TASK PROMPT: Count lines holding the string "setInterval" in the data that follows. Reply with one number only.

AVAILABLE RECORDS:
PR #712, opened 2019-09-23
INT-1956 Disable or enable checkout button depending if a payment method is selected or not

rlopz:
[INT-1956](https://jira.bigcommerce.com/browse/INT-1956)
## What?
Adding the ability to disable or enable the checkout button if a payment method is selected or not

## Why?
Because we want to prevent the user to click the checkout button if a payment method is not selected

## Testing / Proof
INT-1956

## Siblings PRs
[INT-1956 SDK](https://github.com/bigcommerce/checkout-sdk-js/pull/712)

### DIFF
--- a/src/payment/strategies/amazon-pay/amazon-pay-payment-initialize-options.ts
+++ b/src/payment/strategies/amazon-pay/amazon-pay-payment-initialize-options.ts
@@ -1,4 +1,5 @@
 import { StandardError } from '../../../common/error/errors';
+import PaymentMethod from '../../payment-method';
 
 import AmazonPayOrderReference from './amazon-pay-order-reference';
 import AmazonPayWidgetError from './amazon-pay-widget-error';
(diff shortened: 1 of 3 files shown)


capsula4:
Hey @rlopz, thanks for looking into this.

After looking at the code, it seems like you don't need these SDK changes to achieve what you need. `disableSubmit` seems to behave pretty much as a callback. I can see we already have callbacks in place for both scenarios.

In Checkout JS you could replace o `disableSubmit(false)` to be executed inside of `onPaymentSelected()`, and `disableSubmit(true)` inside `onError()`. The other bit that you are passing, `this._paymentMethod` I think you should be able to infer that information in Checkout JS? Let me know what are your thoughts.

rlopz:
> Hey @rlopz, thanks for looking into this.
> 
> After looking at the code, it seems like you don't need these SDK changes to achieve what you need. `disableSubmit` seems to behave pretty much as a callback. I can see we already have callbacks in place for both scenarios.
> 
> In Checkout JS you could replace o `disableSubmit(false)` to be executed inside of `onPaymentSelected()`, and `disableSubmit(true)` inside `onError()`. The other bit that you are passing, `this._paymentMethod` I think you should be able to infer that information in Checkout JS? Let me know what are your thoughts.

Hi @capsula4, after your comments I was looking into the code and you are totally right so I will closed this PR and make the necessary changes in the other one [INT-1956](https://github.com/bigcommerce/checkout-js/pull/121)

PR #720, opened 2019-10-04
fix(order): CHECKOUT-4450 Handle recaptcha challenge not finish loading on slow connection

RobinOng:
## What?
As per above.

## Why?
Previously, when the shopper is on slow connection, the recaptcha challenge window might not finish loading when the shopper place an order. This will cause the checkout-sdk to throw an error and the UI will stop working, but there is no indication to the shopper on that is happening.

With this fix, we will handle this situtation gracefully. We will retry multiple times within a 7 second timeframe when the user place an order. If after 7 seconds the recaptcha challenge window has yet to finish loading, we will throw an error, but not block the UI. Shopper can then retry by trying to place order again.

## Testing / Proof
Added unit tests and manual testing.

Place an order on slow 3g connection:
Screen Shot 2019-10-04 at 10 39 48 am

### DIFF
--- a/src/order/spam-protection/google-recaptcha.ts
+++ b/src/order/spam-protection/google-recaptcha.ts
@@ -1,9 +1,14 @@
-import { Observable, Subject } from 'rxjs';
+import { defer, of, throwError, Observable, Subject } from 'rxjs';
+import { catchError, delay, retryWhen, switchMap } from 'rxjs/operators';
 
 import { MutationObserverFactory } from '../../common/dom/mutation-observer';
 import { NotInitializedError, NotInitializedErrorType } from '../../common/error/errors';
 
-import { SpamProtectionFailedError, SpamProtectionNotCompletedError } from './errors';
+import {
+    SpamProtectionFailedError,
+    SpamProtectionNotCompletedError,
+    SpamProtectionNotLoadedError,
+} from './errors';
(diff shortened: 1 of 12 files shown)


src/order/spam-protection/google-recaptcha.ts
```diff
@@ -47,34 +51,52 @@ export default class GoogleRecaptcha {
...
+        const timeout = window.setTimeout(() => {
+            window.clearInterval(interval);
 
-        this._recaptcha.execute();
+            event$.next({
+                error: new SpamProtectionNotLoadedError(),
+            });
+        }, 7000);
+
+        const interval = window.setInterval(() => {
```
davidchin: I think it'd work using `setTimeout` and `setInterval`. But you could potentially just use `retryWhen` operator to handle this scenario. i.e.:

```ts
const maxRetries = 70;
const retryInterval = 100;

return defer(() => {
    const element = document.querySelector('iframe[src*="bframe"]');

    return element ?
        of(element) :
        throwError(new SpamProtectionNotLoadedError());
})
    .pipe(
        retryWhen(errors => errors.pipe(
            delay(retryInterval),
            switchMap((error, index) =>
                index < maxRetries ? of(error) : throwError(error)
            )
        )),
        switchMap(element => {
            this._watchRecaptchaChallengeWindow(event$, element);
            recaptcha.execute();

            return event$;
        }),
        catchError(error => of({ error }))
    );
```

PR #723, opened 2019-10-10
fix(checkout): CHECKOUT-3365 Update cart and checkout state when shipping options are loaded

ankurbigcomm:
## What?
Update the Cart summary on the checkout page if the user's cart is updated on a different tab or window.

REPLY: 2